*What you will do*. Repeat verbatim only the lines from the opening of the material below through the one that contains "(field-list order) |".
☆ ☆ ☆ ☆ ☆ ☆ ☆
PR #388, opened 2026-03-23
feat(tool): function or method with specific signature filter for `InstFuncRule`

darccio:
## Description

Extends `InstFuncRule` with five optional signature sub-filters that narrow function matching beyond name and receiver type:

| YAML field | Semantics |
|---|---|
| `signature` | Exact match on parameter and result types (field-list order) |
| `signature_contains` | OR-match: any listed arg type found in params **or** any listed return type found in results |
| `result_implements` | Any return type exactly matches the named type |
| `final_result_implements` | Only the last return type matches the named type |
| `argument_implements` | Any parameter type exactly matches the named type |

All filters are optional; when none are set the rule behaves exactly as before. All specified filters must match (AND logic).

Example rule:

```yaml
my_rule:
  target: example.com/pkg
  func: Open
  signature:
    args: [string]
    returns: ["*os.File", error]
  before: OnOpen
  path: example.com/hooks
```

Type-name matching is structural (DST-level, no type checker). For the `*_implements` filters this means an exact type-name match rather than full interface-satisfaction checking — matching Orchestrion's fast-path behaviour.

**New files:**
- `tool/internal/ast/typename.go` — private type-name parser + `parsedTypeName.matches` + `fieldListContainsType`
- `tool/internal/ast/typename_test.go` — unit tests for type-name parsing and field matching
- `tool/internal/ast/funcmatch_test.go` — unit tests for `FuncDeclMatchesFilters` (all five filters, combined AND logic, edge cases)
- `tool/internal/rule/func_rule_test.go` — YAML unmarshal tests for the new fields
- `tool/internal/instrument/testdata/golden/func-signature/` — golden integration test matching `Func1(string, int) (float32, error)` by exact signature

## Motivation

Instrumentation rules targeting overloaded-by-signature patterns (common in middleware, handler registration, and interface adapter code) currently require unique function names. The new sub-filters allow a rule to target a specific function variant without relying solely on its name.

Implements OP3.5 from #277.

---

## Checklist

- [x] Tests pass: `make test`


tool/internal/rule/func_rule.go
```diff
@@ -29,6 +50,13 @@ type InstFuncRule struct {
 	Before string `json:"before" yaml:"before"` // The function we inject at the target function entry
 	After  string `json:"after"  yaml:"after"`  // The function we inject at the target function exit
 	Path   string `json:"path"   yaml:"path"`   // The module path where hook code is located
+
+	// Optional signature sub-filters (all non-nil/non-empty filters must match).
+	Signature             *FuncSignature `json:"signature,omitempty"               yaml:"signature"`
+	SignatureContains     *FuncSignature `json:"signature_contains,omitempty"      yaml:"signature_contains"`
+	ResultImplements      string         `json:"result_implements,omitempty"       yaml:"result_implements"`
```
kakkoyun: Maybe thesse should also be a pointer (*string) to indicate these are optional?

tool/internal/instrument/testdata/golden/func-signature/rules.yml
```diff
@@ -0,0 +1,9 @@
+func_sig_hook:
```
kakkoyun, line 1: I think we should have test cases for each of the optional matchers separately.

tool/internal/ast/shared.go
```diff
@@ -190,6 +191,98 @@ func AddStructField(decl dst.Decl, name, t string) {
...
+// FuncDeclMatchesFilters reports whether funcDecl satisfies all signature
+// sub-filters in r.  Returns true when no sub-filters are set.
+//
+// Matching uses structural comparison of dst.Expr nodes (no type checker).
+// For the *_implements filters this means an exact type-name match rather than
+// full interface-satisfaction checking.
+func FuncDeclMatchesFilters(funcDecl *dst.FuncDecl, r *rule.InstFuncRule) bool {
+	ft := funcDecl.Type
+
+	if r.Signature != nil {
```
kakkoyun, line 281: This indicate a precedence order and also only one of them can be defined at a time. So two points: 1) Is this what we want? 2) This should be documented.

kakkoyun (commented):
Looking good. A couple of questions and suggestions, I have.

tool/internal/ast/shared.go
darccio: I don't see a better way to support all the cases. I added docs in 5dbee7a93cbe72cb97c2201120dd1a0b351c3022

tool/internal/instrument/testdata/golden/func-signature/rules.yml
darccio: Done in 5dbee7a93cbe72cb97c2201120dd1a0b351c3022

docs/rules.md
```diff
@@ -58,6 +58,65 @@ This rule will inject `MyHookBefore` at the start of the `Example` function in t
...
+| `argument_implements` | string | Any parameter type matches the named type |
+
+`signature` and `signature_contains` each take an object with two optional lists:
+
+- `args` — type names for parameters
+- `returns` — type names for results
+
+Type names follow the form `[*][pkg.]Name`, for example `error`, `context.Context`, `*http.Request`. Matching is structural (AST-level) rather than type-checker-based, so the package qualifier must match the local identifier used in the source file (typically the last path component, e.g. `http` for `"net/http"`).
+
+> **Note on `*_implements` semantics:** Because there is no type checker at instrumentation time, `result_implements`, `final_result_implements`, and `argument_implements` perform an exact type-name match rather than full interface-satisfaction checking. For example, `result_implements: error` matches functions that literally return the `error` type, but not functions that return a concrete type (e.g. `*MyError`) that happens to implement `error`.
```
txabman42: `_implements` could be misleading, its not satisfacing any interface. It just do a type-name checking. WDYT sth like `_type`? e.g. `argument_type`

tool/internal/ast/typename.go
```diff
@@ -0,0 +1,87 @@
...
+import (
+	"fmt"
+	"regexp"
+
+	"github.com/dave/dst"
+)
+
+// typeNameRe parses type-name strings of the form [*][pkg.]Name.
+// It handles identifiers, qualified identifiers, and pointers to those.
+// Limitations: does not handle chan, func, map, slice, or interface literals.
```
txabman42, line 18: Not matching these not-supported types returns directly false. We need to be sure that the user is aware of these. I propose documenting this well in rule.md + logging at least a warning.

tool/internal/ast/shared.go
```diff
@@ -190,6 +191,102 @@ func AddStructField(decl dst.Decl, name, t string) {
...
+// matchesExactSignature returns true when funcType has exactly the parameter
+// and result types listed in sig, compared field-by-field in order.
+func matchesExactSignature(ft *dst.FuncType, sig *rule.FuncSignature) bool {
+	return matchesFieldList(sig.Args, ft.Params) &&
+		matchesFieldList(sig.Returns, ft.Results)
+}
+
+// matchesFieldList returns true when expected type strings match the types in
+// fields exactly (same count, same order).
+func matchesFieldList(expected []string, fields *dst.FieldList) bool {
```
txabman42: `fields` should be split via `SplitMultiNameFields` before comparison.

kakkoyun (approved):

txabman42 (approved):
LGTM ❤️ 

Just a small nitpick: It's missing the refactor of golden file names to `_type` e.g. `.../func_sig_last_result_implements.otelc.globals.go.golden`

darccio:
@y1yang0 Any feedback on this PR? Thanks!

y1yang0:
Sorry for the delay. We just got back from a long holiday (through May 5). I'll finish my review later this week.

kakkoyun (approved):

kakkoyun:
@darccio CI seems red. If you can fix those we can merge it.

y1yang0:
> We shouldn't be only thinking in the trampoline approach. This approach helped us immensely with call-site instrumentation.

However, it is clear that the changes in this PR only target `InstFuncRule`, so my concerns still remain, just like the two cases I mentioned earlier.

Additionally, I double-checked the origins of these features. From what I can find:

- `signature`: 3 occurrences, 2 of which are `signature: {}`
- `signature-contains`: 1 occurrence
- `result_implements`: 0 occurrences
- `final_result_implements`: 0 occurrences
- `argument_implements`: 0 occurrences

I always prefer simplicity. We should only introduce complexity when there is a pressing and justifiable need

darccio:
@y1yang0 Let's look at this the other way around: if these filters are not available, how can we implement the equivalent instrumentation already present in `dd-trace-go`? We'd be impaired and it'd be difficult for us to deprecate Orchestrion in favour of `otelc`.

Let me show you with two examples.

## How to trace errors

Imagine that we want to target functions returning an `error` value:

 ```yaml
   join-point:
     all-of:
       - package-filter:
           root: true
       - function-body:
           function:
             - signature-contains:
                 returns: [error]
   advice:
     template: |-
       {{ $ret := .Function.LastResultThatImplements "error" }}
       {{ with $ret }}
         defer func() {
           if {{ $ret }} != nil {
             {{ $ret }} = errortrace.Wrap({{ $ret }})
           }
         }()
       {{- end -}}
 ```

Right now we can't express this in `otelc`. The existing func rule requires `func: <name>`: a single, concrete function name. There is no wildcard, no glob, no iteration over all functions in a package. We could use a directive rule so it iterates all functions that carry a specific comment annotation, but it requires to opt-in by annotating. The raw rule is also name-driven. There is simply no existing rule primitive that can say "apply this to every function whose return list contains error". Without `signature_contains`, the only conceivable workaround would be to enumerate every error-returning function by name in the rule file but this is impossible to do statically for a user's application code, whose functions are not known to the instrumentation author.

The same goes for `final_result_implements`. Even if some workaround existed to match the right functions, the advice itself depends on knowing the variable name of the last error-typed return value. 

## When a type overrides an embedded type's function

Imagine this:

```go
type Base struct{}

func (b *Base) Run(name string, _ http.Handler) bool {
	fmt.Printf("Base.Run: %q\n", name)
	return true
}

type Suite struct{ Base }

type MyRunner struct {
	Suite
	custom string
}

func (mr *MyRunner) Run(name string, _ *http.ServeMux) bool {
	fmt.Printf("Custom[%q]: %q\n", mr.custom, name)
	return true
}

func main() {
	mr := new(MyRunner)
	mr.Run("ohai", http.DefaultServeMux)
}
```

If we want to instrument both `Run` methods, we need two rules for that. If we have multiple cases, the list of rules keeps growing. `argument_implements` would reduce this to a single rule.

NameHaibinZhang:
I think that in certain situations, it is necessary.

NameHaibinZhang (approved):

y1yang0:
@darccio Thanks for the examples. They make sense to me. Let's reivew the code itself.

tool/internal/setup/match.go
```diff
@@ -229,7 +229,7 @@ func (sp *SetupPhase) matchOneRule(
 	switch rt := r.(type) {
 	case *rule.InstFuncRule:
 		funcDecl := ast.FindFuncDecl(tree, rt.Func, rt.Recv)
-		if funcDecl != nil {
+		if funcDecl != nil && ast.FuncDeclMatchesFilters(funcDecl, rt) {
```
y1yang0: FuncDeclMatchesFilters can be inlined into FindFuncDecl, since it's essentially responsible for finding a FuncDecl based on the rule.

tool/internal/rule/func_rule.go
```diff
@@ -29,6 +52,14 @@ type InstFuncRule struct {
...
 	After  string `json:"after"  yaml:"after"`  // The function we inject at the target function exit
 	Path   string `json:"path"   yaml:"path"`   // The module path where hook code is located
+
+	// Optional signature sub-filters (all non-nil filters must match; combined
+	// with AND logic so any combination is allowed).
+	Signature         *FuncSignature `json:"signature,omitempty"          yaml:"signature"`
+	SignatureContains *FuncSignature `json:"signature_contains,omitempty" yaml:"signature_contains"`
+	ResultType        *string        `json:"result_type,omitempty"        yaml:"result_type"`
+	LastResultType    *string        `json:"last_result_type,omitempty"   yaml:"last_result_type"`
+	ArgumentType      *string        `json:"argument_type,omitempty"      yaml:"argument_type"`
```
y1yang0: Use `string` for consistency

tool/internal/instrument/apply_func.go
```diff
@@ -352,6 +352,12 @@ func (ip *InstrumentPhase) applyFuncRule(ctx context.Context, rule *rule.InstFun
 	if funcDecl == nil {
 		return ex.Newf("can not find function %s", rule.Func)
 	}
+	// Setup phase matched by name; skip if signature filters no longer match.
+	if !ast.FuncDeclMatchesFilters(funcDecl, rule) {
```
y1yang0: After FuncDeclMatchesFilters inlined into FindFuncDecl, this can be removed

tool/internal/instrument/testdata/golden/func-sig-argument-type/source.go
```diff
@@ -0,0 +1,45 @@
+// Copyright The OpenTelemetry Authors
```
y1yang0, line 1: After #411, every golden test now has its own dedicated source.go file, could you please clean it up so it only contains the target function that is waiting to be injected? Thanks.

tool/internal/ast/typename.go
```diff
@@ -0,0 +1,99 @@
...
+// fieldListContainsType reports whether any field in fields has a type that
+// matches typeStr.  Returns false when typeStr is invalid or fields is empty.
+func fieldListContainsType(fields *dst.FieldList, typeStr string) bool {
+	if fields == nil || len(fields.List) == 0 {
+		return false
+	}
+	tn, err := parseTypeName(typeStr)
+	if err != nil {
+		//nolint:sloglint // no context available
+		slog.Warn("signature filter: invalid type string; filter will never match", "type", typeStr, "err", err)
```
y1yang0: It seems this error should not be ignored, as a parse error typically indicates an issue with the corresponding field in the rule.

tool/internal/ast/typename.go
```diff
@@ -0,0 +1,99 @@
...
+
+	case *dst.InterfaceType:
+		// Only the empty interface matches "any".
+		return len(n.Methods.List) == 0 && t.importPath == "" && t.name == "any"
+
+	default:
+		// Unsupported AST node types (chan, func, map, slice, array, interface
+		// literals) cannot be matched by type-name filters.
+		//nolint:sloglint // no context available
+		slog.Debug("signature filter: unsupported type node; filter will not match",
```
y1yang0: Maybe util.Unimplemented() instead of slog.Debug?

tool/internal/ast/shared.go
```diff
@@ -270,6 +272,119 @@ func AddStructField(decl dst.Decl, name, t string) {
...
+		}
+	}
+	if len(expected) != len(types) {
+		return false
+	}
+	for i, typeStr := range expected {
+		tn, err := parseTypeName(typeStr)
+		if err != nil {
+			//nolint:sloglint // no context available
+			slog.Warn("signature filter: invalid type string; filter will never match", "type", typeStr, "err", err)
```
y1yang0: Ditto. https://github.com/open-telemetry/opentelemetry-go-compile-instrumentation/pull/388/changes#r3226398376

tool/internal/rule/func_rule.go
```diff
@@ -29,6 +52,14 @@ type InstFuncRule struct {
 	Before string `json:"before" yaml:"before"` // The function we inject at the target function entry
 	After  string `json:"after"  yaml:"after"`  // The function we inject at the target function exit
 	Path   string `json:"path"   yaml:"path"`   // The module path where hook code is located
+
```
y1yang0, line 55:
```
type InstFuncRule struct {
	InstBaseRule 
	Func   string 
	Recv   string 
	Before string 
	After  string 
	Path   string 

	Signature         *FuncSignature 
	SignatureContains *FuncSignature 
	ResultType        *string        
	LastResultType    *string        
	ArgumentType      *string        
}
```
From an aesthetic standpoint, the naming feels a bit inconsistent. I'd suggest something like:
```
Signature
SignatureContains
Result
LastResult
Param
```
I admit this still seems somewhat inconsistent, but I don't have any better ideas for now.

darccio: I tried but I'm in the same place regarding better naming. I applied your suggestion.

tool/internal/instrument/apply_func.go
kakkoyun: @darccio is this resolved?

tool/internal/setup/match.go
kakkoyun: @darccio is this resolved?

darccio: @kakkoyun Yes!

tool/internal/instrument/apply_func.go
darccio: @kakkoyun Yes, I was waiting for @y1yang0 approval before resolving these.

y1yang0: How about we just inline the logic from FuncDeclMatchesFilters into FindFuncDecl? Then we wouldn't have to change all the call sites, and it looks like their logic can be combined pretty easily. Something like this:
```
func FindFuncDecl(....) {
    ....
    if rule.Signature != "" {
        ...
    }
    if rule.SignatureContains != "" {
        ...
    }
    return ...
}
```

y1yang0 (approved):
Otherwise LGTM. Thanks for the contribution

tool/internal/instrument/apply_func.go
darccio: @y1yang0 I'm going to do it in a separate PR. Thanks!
☆ ☆ ☆ ☆ ☆ ☆ ☆
*Task output*.
PR #388, opened 2026-03-23
feat(tool): function or method with specific signature filter for `InstFuncRule`

darccio:
## Description

Extends `InstFuncRule` with five optional signature sub-filters that narrow function matching beyond name and receiver type:

| YAML field | Semantics |
|---|---|
| `signature` | Exact match on parameter and result types (field-list order) |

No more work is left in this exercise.